● **Try it**
Scan the material below for "intuitive", then return each line that contains it.

─── Available data

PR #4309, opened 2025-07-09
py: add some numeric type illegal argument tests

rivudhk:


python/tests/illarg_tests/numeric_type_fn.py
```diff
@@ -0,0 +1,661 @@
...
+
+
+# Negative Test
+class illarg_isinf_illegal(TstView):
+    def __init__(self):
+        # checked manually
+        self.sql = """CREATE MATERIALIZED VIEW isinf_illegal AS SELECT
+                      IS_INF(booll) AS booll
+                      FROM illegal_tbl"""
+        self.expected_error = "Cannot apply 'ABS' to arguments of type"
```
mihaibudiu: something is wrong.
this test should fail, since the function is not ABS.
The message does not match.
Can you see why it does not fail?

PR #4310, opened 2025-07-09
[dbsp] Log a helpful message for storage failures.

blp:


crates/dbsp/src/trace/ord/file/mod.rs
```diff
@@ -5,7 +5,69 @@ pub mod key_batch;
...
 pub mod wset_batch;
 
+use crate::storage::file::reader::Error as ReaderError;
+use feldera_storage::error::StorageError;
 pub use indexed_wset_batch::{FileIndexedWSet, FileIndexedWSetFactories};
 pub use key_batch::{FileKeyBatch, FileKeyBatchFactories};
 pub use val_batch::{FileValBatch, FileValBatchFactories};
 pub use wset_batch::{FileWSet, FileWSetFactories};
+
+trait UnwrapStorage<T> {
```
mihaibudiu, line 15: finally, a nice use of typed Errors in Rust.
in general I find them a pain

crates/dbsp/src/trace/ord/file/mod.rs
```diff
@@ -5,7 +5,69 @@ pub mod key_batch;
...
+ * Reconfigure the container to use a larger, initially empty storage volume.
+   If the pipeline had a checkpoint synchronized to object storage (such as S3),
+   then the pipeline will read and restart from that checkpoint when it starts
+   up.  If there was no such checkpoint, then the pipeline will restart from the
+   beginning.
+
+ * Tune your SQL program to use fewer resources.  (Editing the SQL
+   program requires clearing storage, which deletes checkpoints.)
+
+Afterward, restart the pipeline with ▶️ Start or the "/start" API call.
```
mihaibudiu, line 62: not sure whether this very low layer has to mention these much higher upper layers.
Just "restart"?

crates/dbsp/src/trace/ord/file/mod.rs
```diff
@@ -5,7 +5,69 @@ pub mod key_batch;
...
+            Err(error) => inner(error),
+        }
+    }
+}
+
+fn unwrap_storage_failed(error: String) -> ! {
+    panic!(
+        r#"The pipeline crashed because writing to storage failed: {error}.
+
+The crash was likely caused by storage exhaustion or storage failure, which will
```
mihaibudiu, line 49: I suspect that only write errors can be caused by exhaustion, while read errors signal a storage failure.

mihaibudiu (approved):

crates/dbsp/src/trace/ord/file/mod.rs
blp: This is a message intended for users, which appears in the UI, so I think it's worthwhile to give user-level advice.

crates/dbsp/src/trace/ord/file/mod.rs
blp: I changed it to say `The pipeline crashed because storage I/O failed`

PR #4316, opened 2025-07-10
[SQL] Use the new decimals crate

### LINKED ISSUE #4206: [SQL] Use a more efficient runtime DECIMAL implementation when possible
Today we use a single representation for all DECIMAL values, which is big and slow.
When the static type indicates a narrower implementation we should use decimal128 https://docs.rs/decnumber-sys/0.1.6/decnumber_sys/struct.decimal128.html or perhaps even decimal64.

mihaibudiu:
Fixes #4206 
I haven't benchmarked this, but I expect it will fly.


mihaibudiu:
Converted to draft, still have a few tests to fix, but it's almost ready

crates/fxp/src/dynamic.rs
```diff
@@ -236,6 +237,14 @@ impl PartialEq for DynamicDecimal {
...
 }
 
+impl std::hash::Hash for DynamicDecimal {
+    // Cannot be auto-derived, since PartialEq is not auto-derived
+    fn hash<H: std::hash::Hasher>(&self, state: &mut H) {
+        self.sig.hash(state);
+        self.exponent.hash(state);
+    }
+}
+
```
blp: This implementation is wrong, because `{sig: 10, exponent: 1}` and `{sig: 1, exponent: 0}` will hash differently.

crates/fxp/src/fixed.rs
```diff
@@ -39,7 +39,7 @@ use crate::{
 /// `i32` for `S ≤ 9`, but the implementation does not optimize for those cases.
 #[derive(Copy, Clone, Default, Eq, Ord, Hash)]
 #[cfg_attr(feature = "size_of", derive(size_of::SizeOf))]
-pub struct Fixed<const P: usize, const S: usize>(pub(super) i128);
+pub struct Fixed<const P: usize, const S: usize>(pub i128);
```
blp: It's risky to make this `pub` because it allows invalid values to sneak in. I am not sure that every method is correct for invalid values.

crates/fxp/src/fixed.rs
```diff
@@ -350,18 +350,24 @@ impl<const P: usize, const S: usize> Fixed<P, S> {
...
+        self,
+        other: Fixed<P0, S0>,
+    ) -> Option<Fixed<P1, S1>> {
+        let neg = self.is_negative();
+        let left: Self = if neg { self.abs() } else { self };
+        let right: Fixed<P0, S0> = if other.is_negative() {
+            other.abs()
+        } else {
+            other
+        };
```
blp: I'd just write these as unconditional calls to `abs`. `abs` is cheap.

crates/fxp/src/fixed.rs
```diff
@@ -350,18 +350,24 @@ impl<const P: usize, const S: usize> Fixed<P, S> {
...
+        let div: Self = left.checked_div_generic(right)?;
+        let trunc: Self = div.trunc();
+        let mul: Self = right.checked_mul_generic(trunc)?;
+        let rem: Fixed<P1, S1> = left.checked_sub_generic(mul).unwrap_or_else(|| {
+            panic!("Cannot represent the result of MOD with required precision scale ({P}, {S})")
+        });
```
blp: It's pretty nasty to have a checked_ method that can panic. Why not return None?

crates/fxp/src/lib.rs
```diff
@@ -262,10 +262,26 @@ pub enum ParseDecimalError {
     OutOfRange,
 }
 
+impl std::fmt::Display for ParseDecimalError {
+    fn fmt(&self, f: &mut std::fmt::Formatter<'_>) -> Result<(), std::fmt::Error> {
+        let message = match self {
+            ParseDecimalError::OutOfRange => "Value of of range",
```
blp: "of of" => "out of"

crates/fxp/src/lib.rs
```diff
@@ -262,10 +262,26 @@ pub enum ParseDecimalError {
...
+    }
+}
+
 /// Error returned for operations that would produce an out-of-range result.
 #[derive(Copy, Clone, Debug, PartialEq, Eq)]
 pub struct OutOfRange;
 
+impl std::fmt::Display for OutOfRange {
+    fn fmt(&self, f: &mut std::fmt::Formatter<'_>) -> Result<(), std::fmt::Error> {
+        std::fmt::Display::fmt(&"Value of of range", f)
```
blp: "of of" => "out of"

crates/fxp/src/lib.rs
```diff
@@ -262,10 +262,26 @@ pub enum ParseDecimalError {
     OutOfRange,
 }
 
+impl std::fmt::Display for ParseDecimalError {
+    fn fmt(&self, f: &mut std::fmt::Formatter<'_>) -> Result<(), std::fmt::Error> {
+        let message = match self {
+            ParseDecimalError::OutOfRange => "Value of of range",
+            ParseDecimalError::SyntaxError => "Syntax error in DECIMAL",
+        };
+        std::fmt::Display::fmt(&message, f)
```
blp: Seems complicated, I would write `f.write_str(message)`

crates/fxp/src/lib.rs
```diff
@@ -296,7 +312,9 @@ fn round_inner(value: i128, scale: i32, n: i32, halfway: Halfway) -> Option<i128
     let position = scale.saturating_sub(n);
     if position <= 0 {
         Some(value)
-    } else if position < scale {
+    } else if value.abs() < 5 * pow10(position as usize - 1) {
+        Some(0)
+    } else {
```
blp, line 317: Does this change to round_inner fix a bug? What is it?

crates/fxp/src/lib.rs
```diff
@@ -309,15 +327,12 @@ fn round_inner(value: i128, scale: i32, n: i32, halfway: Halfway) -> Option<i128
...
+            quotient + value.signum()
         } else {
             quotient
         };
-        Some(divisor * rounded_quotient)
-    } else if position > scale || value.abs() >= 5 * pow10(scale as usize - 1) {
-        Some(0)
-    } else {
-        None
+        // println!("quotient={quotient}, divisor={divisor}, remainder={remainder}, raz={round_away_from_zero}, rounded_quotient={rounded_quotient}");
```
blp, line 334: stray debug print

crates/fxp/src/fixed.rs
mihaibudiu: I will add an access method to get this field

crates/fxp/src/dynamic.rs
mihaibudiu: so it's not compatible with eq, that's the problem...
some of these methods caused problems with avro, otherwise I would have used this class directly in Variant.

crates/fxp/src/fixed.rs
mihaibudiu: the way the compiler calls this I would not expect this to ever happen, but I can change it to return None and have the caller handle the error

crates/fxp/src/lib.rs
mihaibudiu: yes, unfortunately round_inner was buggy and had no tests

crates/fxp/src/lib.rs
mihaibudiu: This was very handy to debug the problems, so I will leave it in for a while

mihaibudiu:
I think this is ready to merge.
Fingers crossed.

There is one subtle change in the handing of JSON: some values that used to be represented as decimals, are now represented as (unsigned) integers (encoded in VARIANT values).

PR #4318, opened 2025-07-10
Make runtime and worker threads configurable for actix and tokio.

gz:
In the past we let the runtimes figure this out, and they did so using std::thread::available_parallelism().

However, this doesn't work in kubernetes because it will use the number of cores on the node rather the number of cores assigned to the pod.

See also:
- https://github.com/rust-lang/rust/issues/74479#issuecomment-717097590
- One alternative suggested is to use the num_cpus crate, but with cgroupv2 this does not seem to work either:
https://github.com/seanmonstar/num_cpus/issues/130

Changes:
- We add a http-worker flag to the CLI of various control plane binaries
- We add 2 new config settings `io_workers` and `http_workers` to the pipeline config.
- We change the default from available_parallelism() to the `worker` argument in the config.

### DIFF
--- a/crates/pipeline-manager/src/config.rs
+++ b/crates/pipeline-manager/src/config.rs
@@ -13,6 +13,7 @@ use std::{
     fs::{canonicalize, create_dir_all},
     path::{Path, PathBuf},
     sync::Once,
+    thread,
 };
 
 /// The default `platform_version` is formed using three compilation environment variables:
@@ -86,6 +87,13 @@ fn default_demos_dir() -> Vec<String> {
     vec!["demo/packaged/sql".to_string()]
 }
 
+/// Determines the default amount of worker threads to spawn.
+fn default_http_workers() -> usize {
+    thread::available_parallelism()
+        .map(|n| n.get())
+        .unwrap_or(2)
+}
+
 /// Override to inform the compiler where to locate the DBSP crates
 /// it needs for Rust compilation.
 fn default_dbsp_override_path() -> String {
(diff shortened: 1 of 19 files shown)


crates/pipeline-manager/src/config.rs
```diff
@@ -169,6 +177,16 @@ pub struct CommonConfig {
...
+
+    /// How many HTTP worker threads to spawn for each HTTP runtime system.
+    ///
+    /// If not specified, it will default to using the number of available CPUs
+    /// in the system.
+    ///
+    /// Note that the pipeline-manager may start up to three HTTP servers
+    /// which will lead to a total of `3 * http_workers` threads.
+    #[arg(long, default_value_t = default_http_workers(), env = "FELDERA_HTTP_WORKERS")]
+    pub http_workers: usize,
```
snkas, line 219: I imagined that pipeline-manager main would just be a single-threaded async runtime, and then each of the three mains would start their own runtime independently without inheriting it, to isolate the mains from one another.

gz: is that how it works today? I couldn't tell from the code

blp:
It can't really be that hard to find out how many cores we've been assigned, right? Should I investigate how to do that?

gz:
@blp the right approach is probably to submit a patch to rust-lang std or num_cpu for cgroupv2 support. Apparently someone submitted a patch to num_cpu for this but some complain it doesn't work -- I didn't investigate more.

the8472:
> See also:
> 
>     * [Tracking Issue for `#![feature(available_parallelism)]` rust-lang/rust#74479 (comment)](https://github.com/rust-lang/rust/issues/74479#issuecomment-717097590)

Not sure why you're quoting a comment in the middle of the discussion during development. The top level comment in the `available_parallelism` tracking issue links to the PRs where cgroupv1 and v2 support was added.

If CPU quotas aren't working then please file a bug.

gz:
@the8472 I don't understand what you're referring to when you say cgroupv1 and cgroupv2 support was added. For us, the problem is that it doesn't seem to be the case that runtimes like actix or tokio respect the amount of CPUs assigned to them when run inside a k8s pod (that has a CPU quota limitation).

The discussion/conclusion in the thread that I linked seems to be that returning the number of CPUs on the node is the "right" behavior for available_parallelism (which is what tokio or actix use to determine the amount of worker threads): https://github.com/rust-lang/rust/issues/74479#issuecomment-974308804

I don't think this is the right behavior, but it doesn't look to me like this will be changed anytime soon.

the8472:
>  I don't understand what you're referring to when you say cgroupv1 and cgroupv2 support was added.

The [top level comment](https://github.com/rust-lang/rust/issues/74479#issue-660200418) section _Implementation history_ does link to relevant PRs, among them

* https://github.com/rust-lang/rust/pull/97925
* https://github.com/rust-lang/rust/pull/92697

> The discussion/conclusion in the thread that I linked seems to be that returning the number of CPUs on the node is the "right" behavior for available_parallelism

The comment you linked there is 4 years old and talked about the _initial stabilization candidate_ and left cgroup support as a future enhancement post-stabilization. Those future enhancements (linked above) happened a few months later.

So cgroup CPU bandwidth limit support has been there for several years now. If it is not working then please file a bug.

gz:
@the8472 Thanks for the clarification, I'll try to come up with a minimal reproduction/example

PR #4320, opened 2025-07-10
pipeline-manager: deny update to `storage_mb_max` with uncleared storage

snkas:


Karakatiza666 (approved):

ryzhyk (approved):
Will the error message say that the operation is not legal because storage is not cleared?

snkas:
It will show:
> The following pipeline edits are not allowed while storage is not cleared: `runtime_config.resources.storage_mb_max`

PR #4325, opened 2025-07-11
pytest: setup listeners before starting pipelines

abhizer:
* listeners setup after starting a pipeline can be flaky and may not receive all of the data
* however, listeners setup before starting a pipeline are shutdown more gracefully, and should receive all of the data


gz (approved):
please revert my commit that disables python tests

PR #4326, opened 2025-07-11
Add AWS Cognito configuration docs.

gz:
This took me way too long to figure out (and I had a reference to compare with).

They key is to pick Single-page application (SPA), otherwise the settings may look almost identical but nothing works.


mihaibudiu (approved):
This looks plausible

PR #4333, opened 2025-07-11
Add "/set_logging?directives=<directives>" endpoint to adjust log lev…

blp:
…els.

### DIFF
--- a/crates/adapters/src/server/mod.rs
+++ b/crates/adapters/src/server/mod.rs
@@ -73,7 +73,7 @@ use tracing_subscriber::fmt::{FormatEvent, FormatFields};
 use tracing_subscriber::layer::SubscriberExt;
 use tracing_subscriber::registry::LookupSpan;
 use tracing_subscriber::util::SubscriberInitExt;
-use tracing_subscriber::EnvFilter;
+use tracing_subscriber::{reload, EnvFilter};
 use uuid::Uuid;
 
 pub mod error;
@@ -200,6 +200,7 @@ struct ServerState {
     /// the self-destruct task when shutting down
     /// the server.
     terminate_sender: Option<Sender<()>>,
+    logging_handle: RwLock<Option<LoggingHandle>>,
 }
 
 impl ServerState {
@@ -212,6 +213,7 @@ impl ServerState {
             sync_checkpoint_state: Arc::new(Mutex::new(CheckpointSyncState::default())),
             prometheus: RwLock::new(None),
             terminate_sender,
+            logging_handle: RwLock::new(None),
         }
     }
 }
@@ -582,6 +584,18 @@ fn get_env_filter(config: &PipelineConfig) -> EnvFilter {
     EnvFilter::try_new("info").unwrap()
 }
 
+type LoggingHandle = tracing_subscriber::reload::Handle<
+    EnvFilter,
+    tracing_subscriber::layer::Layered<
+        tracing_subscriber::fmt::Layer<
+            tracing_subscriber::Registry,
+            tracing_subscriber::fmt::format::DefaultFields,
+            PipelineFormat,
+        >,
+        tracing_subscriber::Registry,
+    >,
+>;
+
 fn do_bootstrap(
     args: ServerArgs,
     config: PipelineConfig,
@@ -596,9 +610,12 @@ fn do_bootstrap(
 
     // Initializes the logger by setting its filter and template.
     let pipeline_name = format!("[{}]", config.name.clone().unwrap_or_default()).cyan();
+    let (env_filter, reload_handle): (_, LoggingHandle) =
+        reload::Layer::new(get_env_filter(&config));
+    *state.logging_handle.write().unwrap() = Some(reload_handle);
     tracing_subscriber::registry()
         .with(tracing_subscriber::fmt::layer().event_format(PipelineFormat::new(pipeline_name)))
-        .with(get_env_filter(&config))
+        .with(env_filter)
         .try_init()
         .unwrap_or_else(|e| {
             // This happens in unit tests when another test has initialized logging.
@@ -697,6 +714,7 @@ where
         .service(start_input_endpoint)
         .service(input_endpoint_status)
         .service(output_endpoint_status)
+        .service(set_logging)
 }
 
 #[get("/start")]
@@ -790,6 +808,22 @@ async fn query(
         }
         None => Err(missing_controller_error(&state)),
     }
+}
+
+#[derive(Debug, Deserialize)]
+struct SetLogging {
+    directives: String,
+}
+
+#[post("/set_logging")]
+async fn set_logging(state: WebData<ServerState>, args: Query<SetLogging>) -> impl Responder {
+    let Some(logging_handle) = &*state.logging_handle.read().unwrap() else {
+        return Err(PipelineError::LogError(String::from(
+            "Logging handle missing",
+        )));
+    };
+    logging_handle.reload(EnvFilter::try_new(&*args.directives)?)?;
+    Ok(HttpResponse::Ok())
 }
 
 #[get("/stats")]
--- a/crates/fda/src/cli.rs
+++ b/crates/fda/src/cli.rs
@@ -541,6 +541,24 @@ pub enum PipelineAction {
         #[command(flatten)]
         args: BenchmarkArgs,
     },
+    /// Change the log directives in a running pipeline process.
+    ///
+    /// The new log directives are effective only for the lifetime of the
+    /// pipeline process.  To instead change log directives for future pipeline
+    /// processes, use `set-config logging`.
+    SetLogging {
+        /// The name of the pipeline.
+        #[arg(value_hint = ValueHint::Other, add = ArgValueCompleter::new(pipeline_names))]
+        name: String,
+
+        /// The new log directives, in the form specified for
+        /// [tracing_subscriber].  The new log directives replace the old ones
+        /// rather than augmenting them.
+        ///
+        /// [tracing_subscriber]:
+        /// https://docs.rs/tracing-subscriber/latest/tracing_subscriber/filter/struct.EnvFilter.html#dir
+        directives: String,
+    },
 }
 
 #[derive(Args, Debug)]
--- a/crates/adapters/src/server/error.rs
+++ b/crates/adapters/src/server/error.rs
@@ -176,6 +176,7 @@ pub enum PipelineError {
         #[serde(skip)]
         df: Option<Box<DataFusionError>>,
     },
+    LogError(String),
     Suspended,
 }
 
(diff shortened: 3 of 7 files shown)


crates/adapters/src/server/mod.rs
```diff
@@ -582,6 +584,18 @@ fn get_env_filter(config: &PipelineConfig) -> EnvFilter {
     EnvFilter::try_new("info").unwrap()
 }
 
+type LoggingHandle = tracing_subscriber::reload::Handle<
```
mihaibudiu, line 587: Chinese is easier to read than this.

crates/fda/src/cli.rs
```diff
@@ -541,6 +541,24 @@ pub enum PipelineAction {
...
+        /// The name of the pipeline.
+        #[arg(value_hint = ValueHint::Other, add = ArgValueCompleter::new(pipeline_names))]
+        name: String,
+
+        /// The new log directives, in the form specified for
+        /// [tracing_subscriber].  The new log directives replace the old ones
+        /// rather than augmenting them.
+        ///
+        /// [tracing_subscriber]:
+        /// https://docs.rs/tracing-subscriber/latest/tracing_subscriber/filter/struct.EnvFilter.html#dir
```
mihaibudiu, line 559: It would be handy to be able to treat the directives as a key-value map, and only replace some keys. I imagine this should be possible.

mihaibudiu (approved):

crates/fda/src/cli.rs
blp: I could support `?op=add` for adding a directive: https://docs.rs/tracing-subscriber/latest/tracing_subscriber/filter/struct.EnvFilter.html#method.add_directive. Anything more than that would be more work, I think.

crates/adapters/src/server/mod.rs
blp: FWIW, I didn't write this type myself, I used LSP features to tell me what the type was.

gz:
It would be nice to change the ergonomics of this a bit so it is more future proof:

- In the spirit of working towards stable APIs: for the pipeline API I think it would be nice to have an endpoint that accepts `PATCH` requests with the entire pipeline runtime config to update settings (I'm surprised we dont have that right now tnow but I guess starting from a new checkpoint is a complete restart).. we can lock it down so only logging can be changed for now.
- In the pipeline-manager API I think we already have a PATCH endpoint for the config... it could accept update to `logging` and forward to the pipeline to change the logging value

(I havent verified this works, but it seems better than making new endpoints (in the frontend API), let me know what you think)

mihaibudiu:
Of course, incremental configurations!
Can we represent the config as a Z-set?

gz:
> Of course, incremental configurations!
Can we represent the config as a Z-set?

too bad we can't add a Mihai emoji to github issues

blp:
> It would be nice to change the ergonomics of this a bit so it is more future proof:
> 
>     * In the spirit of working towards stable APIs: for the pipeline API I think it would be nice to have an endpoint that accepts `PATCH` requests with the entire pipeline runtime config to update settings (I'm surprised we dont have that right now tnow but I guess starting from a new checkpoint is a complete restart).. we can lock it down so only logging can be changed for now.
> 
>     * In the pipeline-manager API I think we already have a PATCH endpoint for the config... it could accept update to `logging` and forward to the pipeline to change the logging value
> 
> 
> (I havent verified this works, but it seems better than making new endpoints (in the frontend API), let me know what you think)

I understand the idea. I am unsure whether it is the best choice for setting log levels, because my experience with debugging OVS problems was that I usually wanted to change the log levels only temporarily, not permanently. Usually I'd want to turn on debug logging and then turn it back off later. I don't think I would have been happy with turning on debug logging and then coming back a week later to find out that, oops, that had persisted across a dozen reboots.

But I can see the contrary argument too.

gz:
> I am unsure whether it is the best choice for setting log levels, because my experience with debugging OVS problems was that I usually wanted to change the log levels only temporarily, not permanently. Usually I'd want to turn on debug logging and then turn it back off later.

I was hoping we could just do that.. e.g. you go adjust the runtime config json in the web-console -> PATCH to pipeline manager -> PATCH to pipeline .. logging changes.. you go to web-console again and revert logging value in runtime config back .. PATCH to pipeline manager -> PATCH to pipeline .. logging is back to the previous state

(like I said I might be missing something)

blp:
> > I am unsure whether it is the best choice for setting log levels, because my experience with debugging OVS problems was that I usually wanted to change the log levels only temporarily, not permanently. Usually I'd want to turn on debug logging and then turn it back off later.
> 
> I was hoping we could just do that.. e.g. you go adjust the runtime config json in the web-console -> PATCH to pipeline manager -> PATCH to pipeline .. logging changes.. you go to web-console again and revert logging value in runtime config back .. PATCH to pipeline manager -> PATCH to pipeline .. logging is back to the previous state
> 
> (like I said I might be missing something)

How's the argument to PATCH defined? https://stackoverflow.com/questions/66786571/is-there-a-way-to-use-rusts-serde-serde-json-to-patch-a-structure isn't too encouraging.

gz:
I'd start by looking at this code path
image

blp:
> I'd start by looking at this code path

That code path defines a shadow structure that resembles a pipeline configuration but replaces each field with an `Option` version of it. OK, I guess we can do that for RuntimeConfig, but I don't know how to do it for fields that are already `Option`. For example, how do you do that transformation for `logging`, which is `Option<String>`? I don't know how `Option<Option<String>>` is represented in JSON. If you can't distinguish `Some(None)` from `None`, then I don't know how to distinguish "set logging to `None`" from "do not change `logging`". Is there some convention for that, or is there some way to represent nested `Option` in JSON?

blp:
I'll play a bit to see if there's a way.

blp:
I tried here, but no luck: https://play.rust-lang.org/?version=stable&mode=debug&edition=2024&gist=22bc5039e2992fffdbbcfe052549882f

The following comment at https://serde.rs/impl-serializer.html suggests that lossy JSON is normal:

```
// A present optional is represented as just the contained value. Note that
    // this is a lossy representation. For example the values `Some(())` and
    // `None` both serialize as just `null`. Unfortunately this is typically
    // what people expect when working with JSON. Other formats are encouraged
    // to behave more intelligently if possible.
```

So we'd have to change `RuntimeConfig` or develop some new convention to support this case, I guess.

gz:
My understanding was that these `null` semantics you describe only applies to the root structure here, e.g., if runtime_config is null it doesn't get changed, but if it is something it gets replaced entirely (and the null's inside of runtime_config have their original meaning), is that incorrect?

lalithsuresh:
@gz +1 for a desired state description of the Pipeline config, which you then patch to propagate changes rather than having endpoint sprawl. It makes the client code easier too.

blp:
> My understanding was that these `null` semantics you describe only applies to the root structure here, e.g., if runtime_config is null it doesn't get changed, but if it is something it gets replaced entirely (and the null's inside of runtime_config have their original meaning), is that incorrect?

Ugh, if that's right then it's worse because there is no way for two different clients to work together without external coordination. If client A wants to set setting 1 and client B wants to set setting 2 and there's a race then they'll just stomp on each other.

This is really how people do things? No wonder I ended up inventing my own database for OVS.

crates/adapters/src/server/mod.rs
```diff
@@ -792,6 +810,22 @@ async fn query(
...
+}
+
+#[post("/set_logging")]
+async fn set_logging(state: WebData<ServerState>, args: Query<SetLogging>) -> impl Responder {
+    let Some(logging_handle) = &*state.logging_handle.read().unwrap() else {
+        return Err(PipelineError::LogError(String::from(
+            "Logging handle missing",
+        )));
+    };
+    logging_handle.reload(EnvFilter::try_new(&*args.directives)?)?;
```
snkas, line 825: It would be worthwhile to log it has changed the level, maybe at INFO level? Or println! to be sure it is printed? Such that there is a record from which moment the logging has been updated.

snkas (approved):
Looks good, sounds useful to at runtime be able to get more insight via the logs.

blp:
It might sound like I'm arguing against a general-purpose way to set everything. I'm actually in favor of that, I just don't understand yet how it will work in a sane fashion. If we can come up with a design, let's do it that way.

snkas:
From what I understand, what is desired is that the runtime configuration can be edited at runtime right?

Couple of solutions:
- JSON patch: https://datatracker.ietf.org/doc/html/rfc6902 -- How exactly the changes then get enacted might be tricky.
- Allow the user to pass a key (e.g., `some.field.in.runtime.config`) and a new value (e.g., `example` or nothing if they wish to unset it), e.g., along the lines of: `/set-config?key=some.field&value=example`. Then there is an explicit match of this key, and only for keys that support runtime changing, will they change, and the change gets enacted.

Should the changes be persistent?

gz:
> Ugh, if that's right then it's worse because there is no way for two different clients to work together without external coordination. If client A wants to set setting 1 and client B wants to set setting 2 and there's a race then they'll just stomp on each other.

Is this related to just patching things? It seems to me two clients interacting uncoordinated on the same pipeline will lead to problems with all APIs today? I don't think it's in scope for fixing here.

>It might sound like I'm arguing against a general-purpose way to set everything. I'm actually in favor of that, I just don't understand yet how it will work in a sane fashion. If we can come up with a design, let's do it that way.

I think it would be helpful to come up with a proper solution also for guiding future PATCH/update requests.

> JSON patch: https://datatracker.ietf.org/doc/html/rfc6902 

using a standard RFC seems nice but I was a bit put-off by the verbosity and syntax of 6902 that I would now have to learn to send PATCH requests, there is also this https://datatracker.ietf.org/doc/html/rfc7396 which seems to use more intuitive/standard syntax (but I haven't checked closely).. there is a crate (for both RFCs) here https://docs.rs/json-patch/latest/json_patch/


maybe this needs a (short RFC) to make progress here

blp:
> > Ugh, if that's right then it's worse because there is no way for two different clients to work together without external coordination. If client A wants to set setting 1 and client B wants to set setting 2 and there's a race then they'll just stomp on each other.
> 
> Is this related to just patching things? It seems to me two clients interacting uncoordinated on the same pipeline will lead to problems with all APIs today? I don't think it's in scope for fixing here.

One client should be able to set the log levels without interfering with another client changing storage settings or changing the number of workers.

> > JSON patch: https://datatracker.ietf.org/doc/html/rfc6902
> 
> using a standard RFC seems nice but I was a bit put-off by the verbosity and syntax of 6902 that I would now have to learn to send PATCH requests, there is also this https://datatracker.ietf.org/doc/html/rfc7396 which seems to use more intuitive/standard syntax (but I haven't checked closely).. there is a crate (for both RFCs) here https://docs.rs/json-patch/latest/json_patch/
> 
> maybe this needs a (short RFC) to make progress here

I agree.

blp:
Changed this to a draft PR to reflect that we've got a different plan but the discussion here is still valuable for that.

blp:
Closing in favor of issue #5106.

──────

● **Task answer**
using a standard RFC seems nice but I was a bit put-off by the verbosity and syntax of 6902 that I would now have to learn to send PATCH requests, there is also this https://datatracker.ietf.org/doc/html/rfc7396 which seems to use more intuitive/standard syntax (but I haven't checked closely).. there is a crate (for both RFCs) here https://docs.rs/json-patch/latest/json_patch/
> using a standard RFC seems nice but I was a bit put-off by the verbosity and syntax of 6902 that I would now have to learn to send PATCH requests, there is also this https://datatracker.ietf.org/doc/html/rfc7396 which seems to use more intuitive/standard syntax (but I haven't checked closely).. there is a crate (for both RFCs) here https://docs.rs/json-patch/latest/json_patch/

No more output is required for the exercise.